Task brief: Reproduce every record exactly as given.

Information:
-- -- --

PR #765, opened 2020-03-20
Update ganache addresses

fabioberger:


opaolini:
LGTM if the tests pass, address taken from https://github.com/0xProject/0x-monorepo/blob/development/packages/contract-addresses/addresses.json#L145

-- -- --

Answer for this exercise:
PR #765, opened 2020-03-20
Update ganache addresses

fabioberger:


opaolini:
LGTM if the tests pass, address taken from https://github.com/0xProject/0x-monorepo/blob/development/packages/contract-addresses/addresses.json#L145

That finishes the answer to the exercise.